I had Cavaliers for many years but, after a gap of nine years of not having a dog, I wanted something with a bit more spirit! Well I certainly got that, lol! Cockapoos are such a cheerful breed. Polly constantly makes me smile! Cavaliers were more laid back but were right at the time. I've also had a collie in my youth, and I remember she resented my now husband being anywhere near me!  I've also had a Miniature Schnauzer and a Shih Tzu. They were all lovely in their own way. Polly is more of a dog dog, if you know what I mean. I would love to do agility with her and she would love it but couldn't see any of the others being up for it, apart from the collie. It's the love for life that I adore in my cockapoo. Keeps me going when I feel a bit down! And very loving, like the others. But none of the others seemed to smile at me!!  The coat is a bit of a challenge when it gets longer. And Polly is more hyper at times than the others, although the Shih Tzu was scatty and used to go round in circles! But all part of the joy within. And no other dog I've had has been so admired by other people!


----------



## puppylove (Jul 25, 2011)

I am always saying that Beau is unlike any other dog I have had in the past. He is very cheeky and naughty and always stealing things to get my attention. I think because he is so bright he needs more input from me and more time spent with him.
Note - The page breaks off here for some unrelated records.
PR #26714, opened 2025-09-28
enhance(main/python-yt-dlp): add `deno` & `node` as optional dependencies

AminurAlam:
yt-dlp will soon have deno, node and bun as runtime dependencies. add two of them which are available in termux repos

previous discussion: https://github.com/termux/termux-packages/pull/26680


packages/python-yt-dlp/build.sh
```diff
@@ -3,10 +3,11 @@ TERMUX_PKG_DESCRIPTION="A youtube-dl fork with additional features and fixes"
 TERMUX_PKG_LICENSE="Unlicense"
 TERMUX_PKG_MAINTAINER="Joshua Kahn @TomJo2000"
 TERMUX_PKG_VERSION="2025.09.26"
+TERMUX_PKG_REVISION=1
 TERMUX_PKG_SRCURL=https://github.com/yt-dlp/yt-dlp/archive/refs/tags/$TERMUX_PKG_VERSION.tar.gz
 TERMUX_PKG_SHA256=1afacd10ec55e4d18dca1f6398823f8b642b5d1c524913a065985b482b8a73c2
 TERMUX_PKG_DEPENDS="libc++, libexpat, openssl, python, python-brotli, python-pip, python-pycryptodomex"
-TERMUX_PKG_RECOMMENDS="ffmpeg"
+TERMUX_PKG_RECOMMENDS="deno, ffmpeg, node"
```
robertkirkman: this will attempt to install both `deno` and `node`, also the name of the Nodejs package in Termux is `nodejs` and not `node`,

I think, based on the discussion from others in the previous PR, that it should be `deno` alone in `TERMUX_PKG_RECOMMENDS`, and that `nodejs` can be installed separately and manually specified after the upstream PR to `yt-dlp` is merged, and also I don't think that `deno` being in `TERMUX_PKG_RECOMMENDS` will prevent installing `python-yt-dlp` on 32-bit devices, I think they will just install `python-yt-dlp` by itself and ignore `deno` which is fine, but I will test that when this is ready to check.

AminurAlam: > this will attempt to install both `deno` and `node`

all this time i thought `TERMUX_PKG_RECOMMENDS` isnt installed by default and is more like a suggestion, thanks for pointing it out

packages/python-yt-dlp/build.sh
```diff
@@ -3,10 +3,11 @@ TERMUX_PKG_DESCRIPTION="A youtube-dl fork with additional features and fixes"
 TERMUX_PKG_LICENSE="Unlicense"
 TERMUX_PKG_MAINTAINER="Joshua Kahn @TomJo2000"
 TERMUX_PKG_VERSION="2025.09.26"
+TERMUX_PKG_REVISION=1
 TERMUX_PKG_SRCURL=https://github.com/yt-dlp/yt-dlp/archive/refs/tags/$TERMUX_PKG_VERSION.tar.gz
 TERMUX_PKG_SHA256=1afacd10ec55e4d18dca1f6398823f8b642b5d1c524913a065985b482b8a73c2
 TERMUX_PKG_DEPENDS="libc++, libexpat, openssl, python, python-brotli, python-pip, python-pycryptodomex"
-TERMUX_PKG_RECOMMENDS="ffmpeg"
+TERMUX_PKG_RECOMMENDS="deno, ffmpeg"
```
TomJo2000: Shouldn't that be Node OR Deno?
```suggestion
TERMUX_PKG_RECOMMENDS="nodejs | nodejs-lts | deno, ffmpeg"
```

robertkirkman: I don't know if that will work, but I can test whichever method this PR chooses and report what happens on my 32-bit device.

robertkirkman: It should also be noted that the version of `yt-dlp` that will depend on these things is still a draft in upstream, so it's not yet possible to test the actual runtime behavior of `yt-dlp` when exposed to these dependencies, without also applying that branch temporarily to the package, and even then, the behavior might be unfinished and not final.

- https://github.com/yt-dlp/yt-dlp/pull/14157

robertkirkman: Installing the current version of this PR on my 32-bit device resulted in this printing:

```
Recommended packages:
  deno
```

 but `apt` proceeded to not attempt to install `deno` or mention it at all during the rest of the installation process and no errors happened, so that is as expected, while on a 64-bit device it would automatically install `deno`, so I believe that just confirms that it is fine to add `deno` to `TERMUX_PKG_RECOMMENDS`. I haven't tested what happens if it is changed to `nodejs | nodejs-lts | deno`, but I can if this PR is changed to that.

TomJo2000: I don't think we have architecture dependent dependencies on any packages so far.
But in theory we should be able to do a separate `TERMUX_PKG_RECOMMENDS` for 64 bit and 32 bit architectures if having `deno` in the list on architectures that it isn't available for would cause issues.

robertkirkman: > But in theory we should be able to do a separate `TERMUX_PKG_RECOMMENDS` for 64 bit and 32 bit architectures if having `deno` in the list on architectures that it isn't available for would cause issues.

I have just tested that and explained that does not appear to cause any issues.

TomJo2000: It might be "nicer" to not have it there on the 32 bit architectures regardless so it doesn't lead to any potential confusion for users.
i.e "Why can't I install `wine` on my device, oh it's 32 bit ARM"

So something like this below might be a good idea.
```bash
TERMUX_PKG_RECOMMENDS="nodejs | nodejs-lts | deno, ffmpeg"
if (( TERMUX_ARCH_BITS == 32 )); then
	TERMUX_PKG_RECOMMENDS="nodejs | nodejs-lts, ffmpeg"
fi
```

AminurAlam: going with the oneliner since @robertkirkman didn't see any mentions of `deno`

robertkirkman: This way (in the current version of this PR at time of writing) works great, when I install the 32-bit build on the 32-bit device, `nodejs` is installed automatically, while when I install the 64-bit build on a 64-bit device, `deno` is installed automatically instead.

What remains is, that we don't know yet how exactly yt-dlp will actually behave when exposed to these dependencies (for example whether it will automatically attempt to actually use the `nodejs` dependency in the 32-bit build or not without downstream patching or explicit arguments at runtime), so maybe we just need to wait for the yt-dlp release to find out what will happen.

AminurAlam: yup, we will have to wait and see.

currently according to [this](https://github.com/yt-dlp/yt-dlp-wiki/pull/63/files?short_path=8d72cfd#diff-8d72cfd57e5ecb3fe670c17b367cdf1c2a371c532323540343a8d33523326765) wiki change, [ejs](https://github.com/yt-dlp/ejs) will need to be installed and deno will work automatically

for 32bit systems we will have to manually enable nodejs support, either by conditionally adding it to [system config](https://github.com/yt-dlp/yt-dlp#configuration) or with patches

TomJo2000:
- The upstream discussion (https://github.com/yt-dlp/yt-dlp/issues/14404) has now been closed as of 5 days ago and the feature will be present in the next release of `yt-dlp`.

AminurAlam:
waiting for the stable release to merge this

the new update will also require https://github.com/yt-dlp/ejs to work
i think it will probably be auto downloaded during runtime, ill test nightly and see if something needs to be added

AminurAlam:
https://github.com/yt-dlp/yt-dlp/wiki/EJS#step-2-install-ejs-challenge-solver-scripts

AminurAlam:
ejs is not bundled with yt-dlp so we need to:
1. add a seperate package for `yt-dlp-ejs`
2. or add `--remote-components ejs:github` to config and download it at runtime

NOTE: ejs has a different license (ISC and MIT) from yt-dlp (Unilicense), and yt-dlp will require a specific version of ejs so we cant just auto update it (i think creating an ejs subpackage is the right way?)

official announcement: https://github.com/yt-dlp/yt-dlp/issues/15012

robertkirkman:
> ejs is not bundled with yt-dlp so we need to:
> 
>     1. add a seperate package for `yt-dlp-ejs`
> 
>     2. or add `--remote-components ejs:github` to config and download it at runtime
> 
> 
> NOTE: ejs has a different license (ISC and MIT) from yt-dlp (Unilicense), and yt-dlp will require a specific version of ejs so we cant just auto update it (i think creating an ejs subpackage is the right way?)
> 
> official announcement: [yt-dlp/yt-dlp#15012](https://github.com/yt-dlp/yt-dlp/issues/15012)

I noticed that there is `yt-dlp-ejs` package in AUR and also, importantly, someone responded to it in its comment and explained:

- that they like the package and think that yes, it is good to have a completely separate package (not subpackage)
- but also, that they recommend some changes to the AUR package that have not yet been implemented.

I suggest starting by reading the code of the AUR `yt-dlp-ejs` package, and then read the recommendations of the person who commented and try to apply them while writing the Termux package.

https://aur.archlinux.org/packages/yt-dlp-ejs

gamer191:
> or add --remote-components ejs:github to config and download it at runtime

That won't work on IPv6-only networks. --remote-components `ejs:npm` would work, but that doesn't support nodejs.

> add a seperate package for yt-dlp-ejs

It can also be installed using the yt-dlp-ejs package on Pypi (pip's default repository). I don't know if that information is helpful, because I don't use Termux

robertkirkman:
> It can also be installed using the yt-dlp-ejs package on Pypi (pip's default repository). I don't know if that information is helpful, because I don't use Termux

It is helpful, thanks.

The commands `pip install yt-dlp` and `pip install yt-dlp-ejs` both do work in Termux, but it was already decided by Tomjo2000 that Termux should also have `pkg install python-yt-dlp`, so it sounds as though Termux should also have `pkg install yt-dlp-ejs` to go with the `pkg install python-yt-dlp`.

packages/python-yt-dlp/build.sh
```diff
@@ -35,6 +35,13 @@ termux_step_make_install() {
 		-t "$TERMUX_PREFIX"/share/zsh/site-functions
 	install -Dm600 $TERMUX_PKG_HOSTBUILD_DIR/src/completions/fish/yt-dlp.fish \
 		-t "$TERMUX_PREFIX"/share/fish/completions
+
+	# Install cofig file
+	if [[ "$TERMUX_ARCH" == "arm" ]] || [[ "$TERMUX_ARCH" == "i686" ]]; then
```
robertkirkman: This can be `Install config file` instead of `Install cofig file`, and `if [[ "$TERMUX_ARCH_BITS" == "32" ]]` instead of `if [[ "$TERMUX_ARCH" == "arm" ]] || [[ "$TERMUX_ARCH" == "i686" ]]`.

AminurAlam:
will do a revision bump later

packages/python-yt-dlp/build.sh
```diff
@@ -35,6 +35,13 @@ termux_step_make_install() {
 		-t "$TERMUX_PREFIX"/share/zsh/site-functions
 	install -Dm600 $TERMUX_PKG_HOSTBUILD_DIR/src/completions/fish/yt-dlp.fish \
 		-t "$TERMUX_PREFIX"/share/fish/completions
+
+	# Install config file
+	if [[ "$TERMUX_ARCH_BITS" == "32" ]]; then
+		cat <<- EOF > "$TERMUX_PREFIX/etc/yt-dlp.conf"
```
robertkirkman: this package will likely need to have a patch to change `/etc` to `@TERMUX_PREFIX@/etc` here added,

https://github.com/yt-dlp/yt-dlp/blob/5977782142ca7e41240f07202cc9b8dcc087b401/yt_dlp/utils/_utils.py#L4730

and, from what I can tell, it seems like the correct location to place `yt-dlp.conf` would be `$TERMUX_PREFIX/etc/yt-dlp/yt-dlp.conf`, so this would be written:

```bash
mkdir -p "$TERMUX_PREFIX/etc/yt-dlp"
cat <<- EOF > "$TERMUX_PREFIX/etc/yt-dlp/yt-dlp.conf"
```

When this PR gets closer to being finalized, I can test it on 64-bit and 32-bit devices to check whether it is fully working or not.

packages/python-yt-dlp/build.sh
```diff
@@ -2,17 +2,18 @@ TERMUX_PKG_HOMEPAGE=https://github.com/yt-dlp/yt-dlp
 TERMUX_PKG_DESCRIPTION="A youtube-dl fork with additional features and fixes"
 TERMUX_PKG_LICENSE="Unlicense"
 TERMUX_PKG_MAINTAINER="Joshua Kahn @TomJo2000"
-TERMUX_PKG_VERSION="2025.10.22"
+TERMUX_PKG_VERSION="2025.11.12"
```
robertkirkman, line 5: The `TERMUX_PKG_VERSION` is already `2025.11.12` in the master branch, which is why there is a merge conflict, but sorry if you already know about that, I'm just mentioning it

AminurAlam: ive already added this line `TERMUX_PKG_REVISION=1`
Screenshot_20251113_112254_grim

robertkirkman: Oh ok, on my screen I see this, it must just be a github bug

image

TomJo2000:
This needs to be rebased, the merge conflict needs to be fixed and finally it needs to be squashed.

I'll do that myself now because I'd like to merge this PR immediately after #27211.

packages/python-yt-dlp/build.sh
```diff
@@ -35,6 +36,14 @@ termux_step_make_install() {
 		-t "$TERMUX_PREFIX"/share/zsh/site-functions
 	install -Dm600 $TERMUX_PKG_HOSTBUILD_DIR/src/completions/fish/yt-dlp.fish \
 		-t "$TERMUX_PREFIX"/share/fish/completions
+
+	# Install config file
+	if [[ "$TERMUX_ARCH_BITS" == "32" ]]; then
+		mkdir -p "$TERMUX_PREFIX/etc/yt-dlp"
+		cat <<- EOF > "$TERMUX_PREFIX/etc/yt-dlp/yt-dlp.conf"
```
TomJo2000: That should be `etc/yt-dlp/config` if we're using the subdirectory.
<sup>https://man.archlinux.org/man/yt-dlp.1#CONFIGURATION</sup>
Which makes the most sense to me.

I'd also like to add a comment about why we're doing that, which is supported in the config format.

TomJo2000: An argument could also be made that this config file should be part of `yt-dlp-ejs`...
But let's put it in the main `python-yt-dlp` package for now.

TomJo2000: `yt-dlp-ejs` is architecture independent, so no that wouldn't work.

*Incidentally, that also means it has `deno` in the dependency list on all architectures...*
That should be fine... But I don't have an `arm` 32 bit device to verify that.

In half an hour we are going to do some fun agility training in the garden with a local dog trainer. He just loves to learn new things. I agree with Ann that cockapoos are always being greatly admired. Last week I heard a woman shout "hello gorgeous" and she was speaking to Beau.  If we go into the village we get stopped by loads of people wanting to stop and chat about him.

I am getting a sheltie pup in a couple of weeks and it will be interesting to see how different or indeed similar they are.


----------



## tessybear (May 1, 2011)

Being a real dog lover I like all breeds of dogs. I do think there is something special about a cockapoo though. Other than being intelligent, easy to train, affectionate and non-moulting they are very intuitive, people dogs and are the best companions ever. The minus is their coats are very hard work and you have to be committed to a lot of brushing and grooming.


----------



## anndante (Oct 26, 2011)

I'd forgotten to mention their intelligence - sometimes TOO intelligent!! Polly is also the most mischievous dog I've had, but I don't mind that.


----------



## lady amanda (Nov 26, 2010)

I have had a miniture schnauzer and a Golden retriever.

I find Lady my cockapoo WAY more cuddly than either of those dogs, and smarter...they really are so inteligent...this is going to sound crazy...but if she could she would speak english! lol...she is just so smart.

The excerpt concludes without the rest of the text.